# Multi-Policy Training

Sample Factory supports training multiple policies at the same time with `--num_policies=N`, where `N` is the number of policies to train.

## Single-agent environments

Multi-policy training with single-agent environments is equivalent to just running multiple experiments with
different seeds. We actually recommend running separate experiments in this case because experiment monitoring is easier this way.

## Multi-agent environments

In multi-agent and self-play environments it can be beneficial to train multiple policies at once to avoid
overfitting to a single opponent (i.e. self).

If this is the desired training mode, it is important that we control multiple agents in the same environment with
different policies.

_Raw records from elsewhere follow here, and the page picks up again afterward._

PR #177, opened 2023-03-22
fix: QR code reader memory leak

peterpeterparker:
# Motivation

According our tests on mobile devices, it seems that `jsQR` library leaks memory on both Android and iOS.

Therefore this PR removes the implementation and the library and replace it with [html5-qrcode](https://github.com/mebjas/html5-qrcode).


lmuntaner (approved):
Wow, so much nicer! Thanks!

PR #178, opened 2023-03-28
Pass testId from WizardModal to Modal

dskloetd:
# Motivation

Currently, getting the root element of a WizardModal component by test ID requires adding an additional wrapping `div` to put the `data-tid` attribute on.
Since WizardModal already has a single root component, being able to set a test ID on that would remove the requirement of the extra div.

# Changes

1. Pass testId from WizardModal to Modal
2. Add data-tid test to Modal
3. Add data-tid test to WizardModal

# Screenshots

no visible changes

# Tests

Unit tests for Modal and WizardModal

### DIFF
--- a/src/lib/components/WizardModal.svelte
+++ b/src/lib/components/WizardModal.svelte
@@ -6,6 +6,7 @@
 
   export let steps: WizardSteps;
   export let disablePointerEvents = false;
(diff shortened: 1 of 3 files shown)


peterpeterparker (approved):
Cool, thanks 👍

PR #180, opened 2023-04-03
fix: menu background loading glitch

peterpeterparker:
# Motivation

Despite loaded in root, the actual default value of the theme store is undefined.

- when built where no DOM exists, therefore cannot guess the theme
- when loaded in the browser, because of the chunking, might be loaded after other resources have already been loaded and displayed

This is what lead the menu background to be displayed in dark mode over a light theme.

# Changes

- set `undefined` as default theme store value
- do not display menu background if theme is not set

# Note

I tried to add a `transition:fade` to makes the images appearing smooth but it had no effect.

# Screenshots

Issue:

issue

Solve:

solve

### DIFF
--- a/src/lib/components/MenuBackground.svelte
+++ b/src/lib/components/MenuBackground.svelte
@@ -35,7 +35,8 @@
       loading="lazy"
     />
 
-    <img data-tid="menu-background"
+    <img
+      data-tid="menu-background"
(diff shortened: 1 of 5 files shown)


mstrasinskis (approved):
LGTM, thanks!

PR #181, opened 2023-04-03
build: run Playwright e2e tests in CI

peterpeterparker:
# Motivation

Run and check e2e tests on PRs.

# Changes

- add `e2e` to `checks`
- add new `snapshots` GA to update snapshots on demand


.github/workflows/checks.yml
```diff
@@ -73,8 +73,36 @@ jobs:
...
+  e2e:
+    runs-on: ubuntu-20.04
+    timeout-minutes: 60
+
+    steps:
+      - name: Checkout
+        uses: actions/checkout@v2
+      - name: Cache and restore samples
+        uses: actions/cache@v2
+        id: samples
```
dskloetd, line 85: What does "samples" refer to?

.github/workflows/checks.yml
```diff
@@ -73,8 +73,36 @@ jobs:
...
+        with:
+          path: ./samples/
+          key: ${{ runner.os }}-samples-${{ hashFiles('**/scripts/download-samples.sh') }}
+          restore-keys: |
+            ${{ runner.os }}-samples-
+      - name: Install dependencies
+        run: npm ci
+      - name: Install Playwright Browsers
+        run: npx playwright install --with-deps chromium
```
dskloetd, line 94: It seems if you run with Google Chrome instead of Chromium, you don't need this step (which is quite slow).
See https://github.com/dfinity/nns-dapp/pull/2225/commits/ae153b1a1663605f14374b0dcd02bdc1d21a6cae

.github/workflows/snapshots.yml
```diff
@@ -0,0 +1,31 @@
...
+        uses: actions/checkout@v2
+      - name: Install dependencies
+        run: npm ci
+      - name: Install Playwright Browsers
+        run: npx playwright install --with-deps chromium
+      - name: Run Playwright tests
+        run: npm run e2e:snapshots
+      - name: Commit Playwright updated snapshots
+        uses: EndBug/add-and-commit@v9
+        # We don't want to commit formatting changes to main
```
dskloetd, line 26: What does formatting have to do with it?

.github/workflows/snapshots.yml
```diff
@@ -0,0 +1,31 @@
...
+        if: ${{ github.ref != 'refs/heads/main' }}
```
dskloetd, line 27: Can't you configure the whole workflow to not run on main?
Or why is this `if` only here and not at the top?

e2e/qr-code-generator.e2e.ts-snapshots/QR-code-renders-https-nns-ic0-app-1-linux.png
dskloetd, line 1: Is it useful to have different screenshots which only differ in the contents of the QR code?

e2e/qr-code-reader.e2e.ts-snapshots/Read-QR-throws-error-because-user-block-camera-1-linux.png
dskloetd, line 1: This screenshot looks identical to the previous one?

dskloetd (commented):
I feel like I'm missing something but the number of screenshots seems excessive.
Are you using them to test functionality and not just rendering/style?

.github/workflows/snapshots.yml
peterpeterparker: Copy/paste, good catch. Thx

.github/workflows/snapshots.yml
peterpeterparker: I don't think you can configure `workflow_dispatch` to not be available on `main`.

That's why I added a guard at the start of this job.

```
      - name: Fail if branch is main
        if: ${{ github.ref == 'refs/heads/main' }}
        run: |
          echo "This workflow should not be triggered with workflow_dispatch on main"
          exit 1
```

But also added the additional `if` line you commented "just in case" and also because we use `EndBug/add-and-commit` in NNS-dapp and II always with a `if` - to follow the same pattern.

peterpeterparker: If you know how to configure `workflow_dispatch` to not be available on main, of course happy to hear it!

e2e/qr-code-generator.e2e.ts-snapshots/QR-code-renders-https-nns-ic0-app-1-linux.png
peterpeterparker: Yes, two different goals. One test that a QR code is rendered, one test that changing the QR code value on the fly re-render the QR code.

Not related to this PR.

peterpeterparker: Screenshots were generated here because CI use "linux" while my Mac locally use "darwin"

e2e/qr-code-reader.e2e.ts-snapshots/Read-QR-throws-error-because-user-block-camera-1-linux.png
peterpeterparker: Almost, the font renderering is not exactly the same on linux and darwin therefore `Read-QR-throws-error-because-user-block-camera-1-linux.png` and `Read-QR-throws-error-because-user-block-camera-1-darwin.png` are pixel wise different.

.github/workflows/checks.yml
peterpeterparker: Cool, thanks. Done.

Notes: I regenerated all screenshots, darwin and linux

.github/workflows/checks.yml
dskloetd: Sorry for my confusion but what's in the samples folder? What's being cached?

e2e/qr-code-reader.e2e.ts-snapshots/Read-QR-throws-error-because-user-block-camera-1-Google-Chrome-linux.png
dskloetd, line 1: Is there any difference between 
`e2e/qr-code-reader.e2e.ts-snapshots/Read-QR-throws-error-because-camera-stream-fails-1-Google-Chrome-linux.png`
and
`e2e/qr-code-reader.e2e.ts-snapshots/Read-QR-throws-error-because-user-block-camera-1-Google-Chrome-linux.png`
?

dskloetd (approved):

e2e/qr-code-reader.e2e.ts-snapshots/Read-QR-throws-error-because-user-block-camera-1-Google-Chrome-linux.png
dskloetd: https://playwright.dev/docs/test-snapshots

> Alternatively you can specify snapshot name as the first argument of the `toHaveScreenshot()` method:

peterpeterparker: Nice ! Let's do that afterwards, thanks

.github/workflows/checks.yml
peterpeterparker: Answered https://github.com/dfinity/gix-components/pull/181#discussion_r1156127139

e2e/qr-code-reader.e2e.ts-snapshots/Read-QR-throws-error-because-user-block-camera-1-Google-Chrome-linux.png
peterpeterparker: https://github.com/dfinity/gix-components/pull/183

PR #183, opened 2023-04-04
test: spare one screenshot

peterpeterparker:
# Motivation

Spare the one screenshot that is similar for two e2e tests.

Follow-up https://github.com/dfinity/gix-components/pull/181#discussion_r1156146248.


e2e/qr-code-reader.e2e.ts
```diff
@@ -25,7 +27,9 @@ const testQRCode = async ({
   // Wait for video
   await page.waitForTimeout(2000);
 
-  await expect(page).toHaveScreenshot();
+  screenshotName !== undefined && screenshotName !== ""
```
dskloetd, line 30: Would the string ever be empty?

e2e/qr-code-reader.e2e.ts
```diff
@@ -25,7 +27,9 @@ const testQRCode = async ({
...
+    ? await expect(page).toHaveScreenshot(screenshotName)
+    : await expect(page).toHaveScreenshot();
```
dskloetd, line 32: Isn't passing undefined the same as passing nothing?

e2e/qr-code-reader.e2e.ts
```diff
@@ -55,7 +62,10 @@ test("Read QR throws error because camera stream fails", async () => {
 
   const page = await context.newPage();
 
-  await testQRCode({ page });
+  await testQRCode({
+    page,
+    screenshotName: "Read-QR-throws-error.png",
```
dskloetd, line 67: Is the screenshot there just to verify that the toast appeared? Maybe just check that the toast is there directly rather than through a screenshot?

e2e/qr-code-reader.e2e.ts
peterpeterparker: No but we cannot enforce it TypeScript wise.

e2e/qr-code-reader.e2e.ts
peterpeterparker: I wish too but unfortunately no, that's why I add to add this

e2e/qr-code-reader.e2e.ts
peterpeterparker: The test is there to test that an error was throw. We cannot test the QR code in a NodeJS context because the library requires a rendering window.

e2e/qr-code-reader.e2e.ts
dskloetd: Does TypeScript complain if you remove the check for `""`?

e2e/qr-code-reader.e2e.ts
dskloetd: Can you test that the toast is in the DOM and contains an error message?

e2e/qr-code-reader.e2e.ts
peterpeterparker: I mean Playwright fails if we path `""` as screenshot name.

dskloetd: But why would someone pass `""` as a screenshot name?
Aren't there lots of things you could pass that it would fail on?
Do you want to check all of them?
Like `"/"` or `"."` probably also fail, right?

dskloetd (approved):

e2e/qr-code-reader.e2e.ts
peterpeterparker: Removed the empty check

PR #196, opened 2023-04-13
style: modal form gap narrower

peterpeterparker:
# Motivation

The modal being narrower on desktop and given the fact that we have to display more information in the transactions modal, setting a smaller gap between lines of `form` within modal fits better the display.


mstrasinskis (approved):
Thank you!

This is controlled by the argument `--pbt_mix_policies_in_one_env`, which is set to `True` by default.
Although this argument has `--pbt` prefix, it actually applies regardless of whether we're training with PBT or not.

If `--pbt_mix_policies_in_one_env=True`, then we will periodically randomly resample policies controlling each agent in the environment.
This is implemented in `sample_factory.algo.utils.agent_policy_mapping`. Feel free to fork the repo and modify
this class to create your own custom mapping.

Exposing `agent_policy_mapping` through API to allow custom mapping is an obvious improvement, and contributions here are welcome!

## Implementation details

### GPU mapping

On a multi-GPU machine we assign each policy to a separate GPU. Or, if we have fewer GPUs than policies, we will 
fill the GPUs with policies until we run out of GPUs, and then start reusing GPUs.

For example, on a 2-GPU machine 4-policy training will look like this:

```
GPU 0: policy 0, policy 2
GPU 1: policy 1, policy 3
```

### Multi-policy training in different modes

All features of multi-policy training (including mixing different policies in one env) are only supported with
asynchronous (`--async_rl=True`) non-batched (`--batched_sampling=False`) training.

In synchronous mode we can still use multi-policy training, but the mapping between agents and policies is fixed
and deterministic because we need to guarantee the same amount of experience for all policies.

In batched mode we can also use multi-policy training, but mixing policies in one environment is not supported.
This would defeat the purpose of batched mode where we want to directly transfer a large vector of observations on the GPU
and do inference. Arbitrary mapping between agents and policies would make this significantly slower and more complicated.

That said, it might still make a lot of sense to use multi-policy training in batched mode/sync mode in the context of
Population-Based Training, i.e. to optimize hyperparameters of agents in the population.

See [Population-Based Training](../07-advanced-topics/pbt.md) for more details.